**The problem:**
All of the entries below are to be copied word for word.

(Stored dataset items)
=====

PR #1883, opened 2025-01-31
sast-*-check: implement default KFP_GIT_URL

kdudka:
... for internal Konflux instances.  The default value of the `KFP_GIT_URL` parameter is now `SITE_DEFAULT`, which expands to https://gitlab.cee.redhat.com/osh/known-false-positives.git when the task is running on an internal Konflux instance.

This was initially implement for `sast-snyk-check` via #1848.  This commit duplicates the code/yaml changes for all other `sast-*check` tasks.

Related: https://github.com/konflux-ci/build-definitions/pull/1848
Resolves: https://issues.redhat.com/browse/OSH-763

PR #1974, opened 2025-02-26
sast-*-check: check connectivity to CEE GitLab

kdudka:
... when `KFP_GIT_URL` is set to `SITE_DEFAULT`, which is the default value.  This way we do not need to hardcode the list of internal Konflux clusters, as initially implemented in #1848 and #1883.

Related: https://issues.redhat.com/browse/KONFLUX-4530
Related: https://issues.redhat.com/browse/OSH-763
Resolves: https://issues.redhat.com/browse/OSH-814


sfowl (approved):
LGTM

kdudka:
@sfowl Thanks for review!

PR #1976, opened 2025-02-26
fix(KONFLUX-6999): improve logging output for FBC validation

arewm:
There is often a lot of text output when validating the related images. In order to enable better troubleshooting, we will augment the normal output to add additional details.


hongweiliu17 (approved):
lgtm

PR #1977, opened 2025-02-27
coverity-availability-check: always write TEST_OUTPUT

sfowl:
The intention of this change is write TEST_OUTPUT when coverity-availability-check results in failure, so that there is better visual indication in the konflux UI that user action is expected (to add coverity license and secret).


sfowl:
My understanding is that a version bump is not needed in this case, because there is no change to the parameters or migration steps needed by users.

dirgim (approved):
LGTM

kdudka (approved):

=====

**Response below:**
PR #1883, opened 2025-01-31
sast-*-check: implement default KFP_GIT_URL

kdudka:
... for internal Konflux instances.  The default value of the `KFP_GIT_URL` parameter is now `SITE_DEFAULT`, which expands to https://gitlab.cee.redhat.com/osh/known-false-positives.git when the task is running on an internal Konflux instance.

This was initially implement for `sast-snyk-check` via #1848.  This commit duplicates the code/yaml changes for all other `sast-*check` tasks.

Related: https://github.com/konflux-ci/build-definitions/pull/1848
Resolves: https://issues.redhat.com/browse/OSH-763

PR #1974, opened 2025-02-26
sast-*-check: check connectivity to CEE GitLab

kdudka:
... when `KFP_GIT_URL` is set to `SITE_DEFAULT`, which is the default value.  This way we do not need to hardcode the list of internal Konflux clusters, as initially implemented in #1848 and #1883.

Related: https://issues.redhat.com/browse/KONFLUX-4530
Related: https://issues.redhat.com/browse/OSH-763
Resolves: https://issues.redhat.com/browse/OSH-814


sfowl (approved):
LGTM

kdudka:
@sfowl Thanks for review!

PR #1976, opened 2025-02-26
fix(KONFLUX-6999): improve logging output for FBC validation

arewm:
There is often a lot of text output when validating the related images. In order to enable better troubleshooting, we will augment the normal output to add additional details.


hongweiliu17 (approved):
lgtm

PR #1977, opened 2025-02-27
coverity-availability-check: always write TEST_OUTPUT

sfowl:
The intention of this change is write TEST_OUTPUT when coverity-availability-check results in failure, so that there is better visual indication in the konflux UI that user action is expected (to add coverity license and secret).


sfowl:
My understanding is that a version bump is not needed in this case, because there is no change to the parameters or migration steps needed by users.

dirgim (approved):
LGTM

kdudka (approved):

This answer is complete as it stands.